- **Information supplied**
PR #2406, opened 2026-04-20
Validate version range in manifest

MandKastner:


plugins/org.eclipse.fordiac.ide.library.model/META-INF/MANIFEST.MF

- **Problem requirements**
Copy the data word for word.

- **Expected answer**
PR #2406, opened 2026-04-20
Validate version range in manifest

MandKastner:


plugins/org.eclipse.fordiac.ide.library.model/META-INF/MANIFEST.MF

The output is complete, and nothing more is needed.